--- START ---

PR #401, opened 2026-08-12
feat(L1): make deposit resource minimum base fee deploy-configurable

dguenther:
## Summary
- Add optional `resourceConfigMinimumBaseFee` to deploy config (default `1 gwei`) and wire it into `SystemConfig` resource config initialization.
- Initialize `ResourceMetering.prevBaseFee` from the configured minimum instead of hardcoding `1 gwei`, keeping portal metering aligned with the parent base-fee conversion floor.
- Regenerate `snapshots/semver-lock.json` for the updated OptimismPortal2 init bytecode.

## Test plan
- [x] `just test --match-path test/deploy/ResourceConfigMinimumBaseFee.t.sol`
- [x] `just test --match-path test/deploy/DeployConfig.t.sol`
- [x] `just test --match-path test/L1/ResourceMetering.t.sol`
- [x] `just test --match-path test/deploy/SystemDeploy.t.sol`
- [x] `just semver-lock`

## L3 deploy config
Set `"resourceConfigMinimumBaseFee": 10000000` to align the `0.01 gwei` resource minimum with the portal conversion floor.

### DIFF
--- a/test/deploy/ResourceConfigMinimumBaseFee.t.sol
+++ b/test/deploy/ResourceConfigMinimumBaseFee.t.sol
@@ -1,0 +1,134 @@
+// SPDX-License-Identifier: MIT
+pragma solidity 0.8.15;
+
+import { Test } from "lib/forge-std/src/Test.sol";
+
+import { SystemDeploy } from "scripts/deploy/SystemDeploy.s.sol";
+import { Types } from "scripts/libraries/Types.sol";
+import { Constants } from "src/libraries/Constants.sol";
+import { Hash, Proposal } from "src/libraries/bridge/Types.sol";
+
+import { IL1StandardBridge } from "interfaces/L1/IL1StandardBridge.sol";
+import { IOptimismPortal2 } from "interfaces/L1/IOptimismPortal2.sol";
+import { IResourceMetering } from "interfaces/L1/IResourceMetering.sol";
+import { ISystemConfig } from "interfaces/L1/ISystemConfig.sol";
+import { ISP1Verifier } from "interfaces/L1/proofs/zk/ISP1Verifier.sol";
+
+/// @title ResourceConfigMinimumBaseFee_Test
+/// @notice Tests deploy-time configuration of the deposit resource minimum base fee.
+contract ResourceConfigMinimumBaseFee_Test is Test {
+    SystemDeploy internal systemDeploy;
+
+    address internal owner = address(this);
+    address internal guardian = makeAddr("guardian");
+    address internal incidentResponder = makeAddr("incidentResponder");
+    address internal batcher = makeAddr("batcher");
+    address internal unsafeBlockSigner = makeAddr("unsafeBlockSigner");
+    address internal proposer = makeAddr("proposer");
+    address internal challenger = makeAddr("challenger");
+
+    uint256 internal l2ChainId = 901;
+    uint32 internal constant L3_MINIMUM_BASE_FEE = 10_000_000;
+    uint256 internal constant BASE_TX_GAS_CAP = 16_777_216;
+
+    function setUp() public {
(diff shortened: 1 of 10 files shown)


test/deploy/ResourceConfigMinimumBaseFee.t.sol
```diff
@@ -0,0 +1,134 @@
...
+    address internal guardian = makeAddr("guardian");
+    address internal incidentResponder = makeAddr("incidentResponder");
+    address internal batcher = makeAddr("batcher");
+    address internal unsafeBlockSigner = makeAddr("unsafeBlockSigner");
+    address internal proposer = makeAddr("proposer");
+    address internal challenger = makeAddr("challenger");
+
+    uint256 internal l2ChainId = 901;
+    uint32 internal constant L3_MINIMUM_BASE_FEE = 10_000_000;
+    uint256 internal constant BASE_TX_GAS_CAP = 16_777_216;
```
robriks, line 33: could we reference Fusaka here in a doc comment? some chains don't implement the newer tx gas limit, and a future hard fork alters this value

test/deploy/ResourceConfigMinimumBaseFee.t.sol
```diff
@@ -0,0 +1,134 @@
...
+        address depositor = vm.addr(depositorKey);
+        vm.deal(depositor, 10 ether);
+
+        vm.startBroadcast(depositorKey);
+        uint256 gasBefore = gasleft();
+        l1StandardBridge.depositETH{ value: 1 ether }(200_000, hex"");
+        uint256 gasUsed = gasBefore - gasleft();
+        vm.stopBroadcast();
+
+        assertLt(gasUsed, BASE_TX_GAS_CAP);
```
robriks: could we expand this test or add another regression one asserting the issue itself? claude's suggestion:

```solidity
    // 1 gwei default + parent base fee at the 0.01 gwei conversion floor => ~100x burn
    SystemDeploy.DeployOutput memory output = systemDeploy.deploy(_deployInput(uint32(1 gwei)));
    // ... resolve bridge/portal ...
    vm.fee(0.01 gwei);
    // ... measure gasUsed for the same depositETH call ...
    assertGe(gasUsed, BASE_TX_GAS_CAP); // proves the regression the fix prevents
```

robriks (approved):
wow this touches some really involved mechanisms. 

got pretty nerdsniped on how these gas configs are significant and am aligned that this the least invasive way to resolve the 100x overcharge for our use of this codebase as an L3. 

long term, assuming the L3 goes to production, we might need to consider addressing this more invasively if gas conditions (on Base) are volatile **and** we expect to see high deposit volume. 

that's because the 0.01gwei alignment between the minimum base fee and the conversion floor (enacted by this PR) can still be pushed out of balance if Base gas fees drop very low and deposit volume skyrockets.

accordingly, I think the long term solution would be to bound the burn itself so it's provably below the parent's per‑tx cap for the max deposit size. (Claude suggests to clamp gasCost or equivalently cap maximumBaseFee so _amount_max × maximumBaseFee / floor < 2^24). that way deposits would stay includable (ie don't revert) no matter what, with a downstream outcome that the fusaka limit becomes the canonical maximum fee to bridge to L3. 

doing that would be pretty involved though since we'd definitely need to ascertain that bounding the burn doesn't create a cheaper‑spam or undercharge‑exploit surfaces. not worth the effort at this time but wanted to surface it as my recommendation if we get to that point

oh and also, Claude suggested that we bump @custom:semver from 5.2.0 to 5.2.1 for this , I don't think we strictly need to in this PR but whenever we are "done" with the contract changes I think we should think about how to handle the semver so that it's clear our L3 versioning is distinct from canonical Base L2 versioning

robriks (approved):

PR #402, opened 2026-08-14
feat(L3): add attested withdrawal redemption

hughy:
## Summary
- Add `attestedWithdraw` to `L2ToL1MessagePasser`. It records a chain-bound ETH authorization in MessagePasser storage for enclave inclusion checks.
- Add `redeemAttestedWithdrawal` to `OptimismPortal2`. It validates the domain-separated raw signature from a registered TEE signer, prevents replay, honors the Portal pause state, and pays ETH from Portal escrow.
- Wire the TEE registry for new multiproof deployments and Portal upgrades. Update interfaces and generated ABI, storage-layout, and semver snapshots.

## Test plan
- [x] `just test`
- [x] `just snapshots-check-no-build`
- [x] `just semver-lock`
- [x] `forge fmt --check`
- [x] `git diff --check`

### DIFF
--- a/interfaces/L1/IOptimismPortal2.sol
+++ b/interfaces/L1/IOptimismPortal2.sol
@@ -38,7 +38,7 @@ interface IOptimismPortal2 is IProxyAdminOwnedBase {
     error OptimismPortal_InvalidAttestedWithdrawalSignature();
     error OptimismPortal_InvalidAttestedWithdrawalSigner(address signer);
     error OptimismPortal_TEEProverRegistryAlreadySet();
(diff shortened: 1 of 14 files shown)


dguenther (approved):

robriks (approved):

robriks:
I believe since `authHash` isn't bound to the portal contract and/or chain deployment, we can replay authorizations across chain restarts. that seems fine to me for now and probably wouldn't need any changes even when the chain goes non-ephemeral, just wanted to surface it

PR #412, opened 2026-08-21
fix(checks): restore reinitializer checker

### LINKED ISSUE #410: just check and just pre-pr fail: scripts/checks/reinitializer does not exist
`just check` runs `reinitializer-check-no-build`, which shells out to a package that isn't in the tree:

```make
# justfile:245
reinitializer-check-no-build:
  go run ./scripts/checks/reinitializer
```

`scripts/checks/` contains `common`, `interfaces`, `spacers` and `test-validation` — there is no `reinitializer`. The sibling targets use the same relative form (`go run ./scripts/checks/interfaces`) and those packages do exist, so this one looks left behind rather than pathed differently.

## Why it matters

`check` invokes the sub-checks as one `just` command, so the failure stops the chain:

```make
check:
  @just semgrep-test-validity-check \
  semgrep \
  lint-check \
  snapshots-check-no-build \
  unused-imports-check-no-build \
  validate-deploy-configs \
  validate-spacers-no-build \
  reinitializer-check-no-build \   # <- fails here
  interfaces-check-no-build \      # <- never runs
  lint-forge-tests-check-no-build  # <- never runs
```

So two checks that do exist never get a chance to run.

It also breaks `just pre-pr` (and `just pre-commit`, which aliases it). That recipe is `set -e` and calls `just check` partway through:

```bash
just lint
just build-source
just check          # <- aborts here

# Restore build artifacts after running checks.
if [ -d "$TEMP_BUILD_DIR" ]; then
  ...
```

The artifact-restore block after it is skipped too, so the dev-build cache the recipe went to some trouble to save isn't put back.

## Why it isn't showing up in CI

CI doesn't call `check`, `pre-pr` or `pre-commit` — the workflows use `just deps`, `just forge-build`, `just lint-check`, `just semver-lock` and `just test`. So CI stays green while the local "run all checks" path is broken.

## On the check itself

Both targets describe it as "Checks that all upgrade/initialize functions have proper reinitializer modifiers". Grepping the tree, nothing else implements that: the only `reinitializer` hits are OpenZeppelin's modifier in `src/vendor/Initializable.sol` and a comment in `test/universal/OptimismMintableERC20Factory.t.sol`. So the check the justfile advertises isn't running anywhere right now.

--- END ---

AIM OF THE TASK:
Only the lines from the start of the material through the line bearing "ResourceConfigMinimumBaseFee_Test is Test" are needed, restated exactly, with both end lines included.

ANSWER FOR THIS EXERCISE:
PR #401, opened 2026-08-12
feat(L1): make deposit resource minimum base fee deploy-configurable

dguenther:
## Summary
- Add optional `resourceConfigMinimumBaseFee` to deploy config (default `1 gwei`) and wire it into `SystemConfig` resource config initialization.
- Initialize `ResourceMetering.prevBaseFee` from the configured minimum instead of hardcoding `1 gwei`, keeping portal metering aligned with the parent base-fee conversion floor.
- Regenerate `snapshots/semver-lock.json` for the updated OptimismPortal2 init bytecode.

## Test plan
- [x] `just test --match-path test/deploy/ResourceConfigMinimumBaseFee.t.sol`
- [x] `just test --match-path test/deploy/DeployConfig.t.sol`
- [x] `just test --match-path test/L1/ResourceMetering.t.sol`
- [x] `just test --match-path test/deploy/SystemDeploy.t.sol`
- [x] `just semver-lock`

## L3 deploy config
Set `"resourceConfigMinimumBaseFee": 10000000` to align the `0.01 gwei` resource minimum with the portal conversion floor.

### DIFF
--- a/test/deploy/ResourceConfigMinimumBaseFee.t.sol
+++ b/test/deploy/ResourceConfigMinimumBaseFee.t.sol
@@ -1,0 +1,134 @@
+// SPDX-License-Identifier: MIT
+pragma solidity 0.8.15;
+
+import { Test } from "lib/forge-std/src/Test.sol";
+
+import { SystemDeploy } from "scripts/deploy/SystemDeploy.s.sol";
+import { Types } from "scripts/libraries/Types.sol";
+import { Constants } from "src/libraries/Constants.sol";
+import { Hash, Proposal } from "src/libraries/bridge/Types.sol";
+
+import { IL1StandardBridge } from "interfaces/L1/IL1StandardBridge.sol";
+import { IOptimismPortal2 } from "interfaces/L1/IOptimismPortal2.sol";
+import { IResourceMetering } from "interfaces/L1/IResourceMetering.sol";
+import { ISystemConfig } from "interfaces/L1/ISystemConfig.sol";
+import { ISP1Verifier } from "interfaces/L1/proofs/zk/ISP1Verifier.sol";
+
+/// @title ResourceConfigMinimumBaseFee_Test
+/// @notice Tests deploy-time configuration of the deposit resource minimum base fee.
+contract ResourceConfigMinimumBaseFee_Test is Test {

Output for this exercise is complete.